PR #1084, opened 2026-06-11
Free  pun pun

raincally:
## About the PR

Lowers pun pun role timer to 5 hours overall instead of 15 bartender
## Why / Balance

I need more  monkey business
Shitters and raiders are not a reason to increase role requirements that much,, its an admin issue let admins handle it
## Requirements

## Breaking changes

**Changelog**

:cl:
- tweak: Pun pun role timer requirements lowered. 15 bartender hours -> 5 overall hours

### DIFF
--- a/Resources/Prototypes/Entities/Mobs/NPCs/pets.yml
+++ b/Resources/Prototypes/Entities/Mobs/NPCs/pets.yml
@@ -1170,7 +1170,7 @@
     requirements: # Goobstation - ghost roles requirements
     - !type:RoleTimeRequirement
       role: JobBartender
-      time: 54000 #15 hour
+      time: 3600 # Omu, 1 hour
     mindRoles:
     - MindRoleGhostRoleNeutral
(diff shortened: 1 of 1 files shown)


Thesia000 (changes requested):
This needs be be brought up in a staff discussion first like any timechanges.

jckspjf:
Even pre-staff discussion, shouldn't this just be the same requirements as bartender? If not only a tad bit higher instead of 5 hours?

Anui-ElXx:
15 hours of bartender is crazy. Almost nobody has 15 hours of bartender, and the few who has prefer to play as bartender instead (obviously).

That basically means that we never get go see Pun-Pun alive. Free my boy.

madcaker:
Something like 5 bartender and 15 overall might make sense for this? Depends on if people think the 15 overall would be enough to reduce raiders.

feistyfedora (approved):
Looks good to me

Thesia000 (approved):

ABOUT THIS TASK: Write out every line of the preceding listing that contains "staff".

SOLVED EXERCISE:
This needs be be brought up in a staff discussion first like any timechanges.
Even pre-staff discussion, shouldn't this just be the same requirements as bartender? If not only a tad bit higher instead of 5 hours?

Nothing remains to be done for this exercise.